* [TASK OBJECTIVE]:
Where a line of the following data contains the string "stable", include it in the tally. Report the total alone.
===============
PR #2984, opened 2026-04-01
Migrate np.polyfit to np.polynomial.polynomial.polyfit

### LINKED ISSUE #2322: Remove usage of `np.polyfit`
We use `np.polyfit` to define the extrapolation methods for ZNE. The related API in `numpy` has since [changed](https://numpy.org/doc/stable/reference/generated/numpy.polyfit.html) to using `numpy.polynomial` instead of `numpy.polyfit`.

https://github.com/unitaryfund/mitiq/blob/9e1cbb5a134983f247f1ed74cbe932a0156e76d1/mitiq/zne/inference.py#L155-L158

The[ transition guide](https://numpy.org/doc/stable/reference/routines.polynomials.html#quick-reference) has a helpful table for adjusting to the newer changes. 

image

danstam:
Fixes #2322

Replaces the deprecated `np.polyfit` API with `np.polynomial.polynomial.polyfit` throughout `mitiq/zne/inference.py`.

### What changed and why

The main challenge was that the new API removed the `cov=True` option. The covariance matrix is now reconstructed manually using the weighted Vandermonde approach:
```python
cov = (residuals / (n - deg - 1)) * inv((W @ V).T @ (W @ V))
```

One non-obvious issue: `full=True` silently suppresses `RankWarning` — numpy only raises it when `full=False`. A manual rank-deficiency check (`rank < deg + 1`) was added to preserve the existing `ExtrapolationWarning` behavior.

Other changes:
- Fixed coefficient ordering reversal across all affected call sites — the new API returns coefficients in ascending order `[a_0, a_1, ..., a_n]` vs the old descending order `[a_n, ..., a_1, a_0]`
- Migrated `np.polyval` → `np.polynomial.polynomial.polyval` (argument order is reversed in the new API)
- Removed `[::-1]` reversals in `_ansatz_unknown` and `_ansatz_known` closures
- Updated hardcoded test assertions to match ascending coefficient order
- Added `cast(npt.NDArray[np.float64], ...)` to satisfy mypy since numpy's type stubs for `full=True` return an imprecise type

All 216 ZNE tests pass. Ruff and mypy clean.

### AI use disclosure
I used Claude Code  to help navigate the codebase and verify the Vandermonde covariance math. All implementation decisions and code reviews were done by me iteratively.

### DIFF
--- a/mitiq/zne/inference.py
+++ b/mitiq/zne/inference.py
@@ -145,8 +145,8 @@ def mitiq_polyfit(
     weights: npt.ArrayLike | None = None,
 ) -> tuple[list[float], npt.NDArray[np.float64] | None]:
     """Fits the ansatz to the (scale factor, expectation value) data using
-    ``numpy.polynomial.polynomial.polyfit``, returning the optimal parameters
-    and covariance matrix of the parameters.
+    polynomial fitting, returning the optimal parameters and covariance matrix
+    of the parameters.
 
     Args:
         scale_factors: The array of noise scale factors.
@@ -194,7 +194,9 @@ def mitiq_polyfit(
         warnings.warn_explicit(
             warn.message, warn.category, warn.filename, warn.lineno
         )
-    return list(opt_params)[::-1], params_cov
+    return list(opt_params)[::-1], (
+        params_cov[::-1, ::-1] if params_cov is not None else None
+    )
 
 
 class Factory(ABC):
@@ -866,7 +868,7 @@ class PolyFactory(BatchedFactory):
 
         if params_cov is not None:
             if params_cov.shape == (order + 1, order + 1):
-                zne_error = np.sqrt(params_cov[0, 0])
+                zne_error = np.sqrt(params_cov[order, order])
 
         def zne_curve(scale_factor: float) -> float:
             return cast(float, np.polyval(opt_params, scale_factor))
@@ -1474,7 +1476,7 @@ class PolyExpFactory(BatchedFactory):
         if params_cov is not None:
             if params_cov.shape == (order + 1, order + 1):
                 zne_error = np.exp(z_coefficients[-1]) * np.sqrt(
-                    params_cov[0, 0]
+                    params_cov[order, order]
                 )
 
         # Parameters from low order to high order
--- a/mitiq/zne/inference.py
+++ b/mitiq/zne/inference.py
@@ -194,7 +194,7 @@ def mitiq_polyfit(
         warnings.warn_explicit(
             warn.message, warn.category, warn.filename, warn.lineno
         )
-    return list(opt_params), params_cov
+    return list(opt_params)[::-1], params_cov
 
 
 class Factory(ABC):
@@ -857,7 +857,7 @@ class PolyFactory(BatchedFactory):
             scale_factors, exp_values, order
         )
 
-        zne_limit = opt_params[0]
+        zne_limit = opt_params[-1]
 
         if not full_output:
             return zne_limit
@@ -869,10 +869,7 @@ class PolyFactory(BatchedFactory):
                 zne_error = np.sqrt(params_cov[0, 0])
 
         def zne_curve(scale_factor: float) -> float:
-            return cast(
-                float,
-                np.polynomial.polynomial.polyval(scale_factor, opt_params),
-            )
+            return cast(float, np.polyval(opt_params, scale_factor))
 
         return zne_limit, zne_error, opt_params, params_cov, zne_curve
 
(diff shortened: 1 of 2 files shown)


natestemen (changes requested):
I don't want this to be a breaking change, so can you make sure the coefficients are returned in the same order as previously?

danstam:
Added a reversal on the return value to keep the original coefficient ordering.

mitiq/zne/tests/test_inference.py
natestemen, line 1: In order to not introduce breaking changes, I think the test files should remain the same, right?

mitiq/zne/inference.py
```diff
@@ -145,8 +145,8 @@ def mitiq_polyfit(
     weights: npt.ArrayLike | None = None,
 ) -> tuple[list[float], npt.NDArray[np.float64] | None]:
     """Fits the ansatz to the (scale factor, expectation value) data using
-    ``numpy.polyfit``, returning the optimal parameters and covariance matrix
-    of the parameters.
+    ``numpy.polynomial.polynomial.polyfit``, returning the optimal parameters
+    and covariance matrix of the parameters.
```
natestemen: Lets remove the use of the specific function that's being used. This shouldn't matter to the user, and if it does they can look at the code :).

mitiq/zne/tests/test_inference.py
danstam: The `opt_params` ordering tests are all reverted. The two covariance matrix assertions changed because the Vandermonde reconstruction naturally produces the matrix in ascending coefficient order — so I reversed `opt_params` before returning but didn't reverse `params_cov` since it was already in the correct internal order for the `zne_error` computation. But you're right — the cleaner fix is to also reverse `params_cov[::-1, ::-1]` on the return so everything matches the original and the tests stay identical to main. Done.

mitiq/zne/inference.py
danstam: Good point — updated.

danstam:
@natestemen Let me know if you need anything else.

natestemen (commented):
Sorry for the delay here!

I think it makes more sense to use scipy here instead of computing some of the needed data more manually. WDYT of something like this?

```py
from scipy.optimize import curve_fit
from numpy.polynomial.polynomial import polyval

def poly_model(x, *coeffs):
    return polyval(x, coeffs)

popt, pcov = curve_fit(
    poly_model, scale_factors, exp_values,
    p0=np.ones(deg + 1),
    sigma=1/w if w is not None else None,
    absolute_sigma=True,
)
```

This saves us having to maintain numerics code which I would prefer.

danstam:
Happy to implement `curve_fit`! Since you asked for my thoughts, I want to highlight a few architectural trade-offs before we finalize this.

The custom Vandermonde logic currently in the branch is a direct linear calculation tailored specifically for this exact scenario. `curve_fit` is a non-linear iterative solver, which means we have to add some 'glue code' to force it to mimic the legacy API:

1. As you noted in your snippet, we have to map weights to uncertainties (`sigma = 1/w`). However, we also have to add explicit, vectorized safeguards to catch `w=0` to prevent `ZeroDivisionError`s.
2. We have to intercept SciPy's `OptimizeWarning` and manually cast it to Mitiq's `ExtrapolationWarning` to keep the test suite green.

More importantly, wrapping `curve_fit` means we are just swapping our dependency risk. The PR was opened because an external API changed. If we use basic linear algebra, we isolate ourselves from future upstream API breaks. If we use `curve_fit`, we are reliant on SciPy not changing its warning handling or solver tolerances in the future.

That said, I completely understand if the project priority is avoiding custom math at all costs. Let me know which architectural direction you prefer, and I can implement the final version!

kawacukennedy (commented):
Thanks for this thorough PR @danstam. The cov matrix reconstruction using the Vandermonde approach is clean, and I appreciate the detailed explanation of the coefficient ordering fix.

A couple of observations after reading through:
1. The manual rank-deficiency check you added to preserve ExtrapolationWarning behavior is a nice touch — that's exactly the kind of edge case that's easy to miss in a migration like this.
2. I see @natestemen suggested exploring scipy's curve_fit as an alternative. Have you had a chance to benchmark both approaches to compare performance/memory? The Vandermonde approach may be lighter for this linear case.

I'm happy to help test either approach locally once the direction is finalized.

---

*Disclosure: I'm a new mitiq contributor and this is my first review. Feedback on my review itself is welcome.*

danstam:
Hey @kawacukennedy, 
 Since you asked for feedback on your review: Your comment doesn't add value to the current technical discussion. If you look at the PR history, you'll see I’ve already addressed @natestemen's points and we're currently in an active exchange. AI can be a great tool, but it's important to use it to add substance rather than just summarizing active conversations, which creates unnecessary noise. To be most helpful, please focus your efforts on unassigned open issues instead.

natestemen:
@danstam thanks for your patience. I've been busy with unitaryHACK issues.

As I've thought about this more, I lean more and more towards not fixing what's not broken. Right now we use deprecated numpy code, but it's working perfectly fine. Until the code is removed, I think we should not make any changes here. I'm just not seeing a huge advantage. If you have arguments for making the change I'm happy to hear it, but for now I'm going to close this PR (and the associated issue) and wait for the breaking change to appear in numpy removing the polynomial functions.

Sorry to close your contribution, but know you're welcome to contribute to other issues!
===============
* [RESPONSE BELOW]:
2